Stored items:
PR #383, opened 2023-08-29
fix: ignore `eslint/status` and `taplo/didChangeSchemaAssociation`

maximyurevich:
Ignore `eslint/status` and `taplo/didChangeSchemaAssociation` unsupported notification messages

### DIFF
--- a/autoload/lsp/handlers.vim
+++ b/autoload/lsp/handlers.vim
@@ -116,7 +116,9 @@ export def ProcessNotif(lspserver: dict<any>, reply: dict<any>): void
       # pyright language server notifications
       'pyright/beginProgress',
       'pyright/reportProgress',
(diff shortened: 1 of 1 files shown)


Shane-XB-Qian:
what is `taplo`?
could you add some comment for prompt?
at least it was not pyright.

--
shane.xb.qian

maximyurevich:
> what is `taplo`? could you add some comment for prompt? at least it was not pyright.
> […](#)
> -- shane.xb.qian

taplo is lsp for toml language server

Shane-XB-Qian:
for less used lsp server better be using self-custom filter.
// I recall it can do that.
// meanwhile it should add some comment in code for such less used lsp server if really added such into codebase.

--
shane.xb.qian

■ **Try it**: Check each line of the data above for the string "eslint", and copy the ones that have it.

■ **Problem solution**:
fix: ignore `eslint/status` and `taplo/didChangeSchemaAssociation`
Ignore `eslint/status` and `taplo/didChangeSchemaAssociation` unsupported notification messages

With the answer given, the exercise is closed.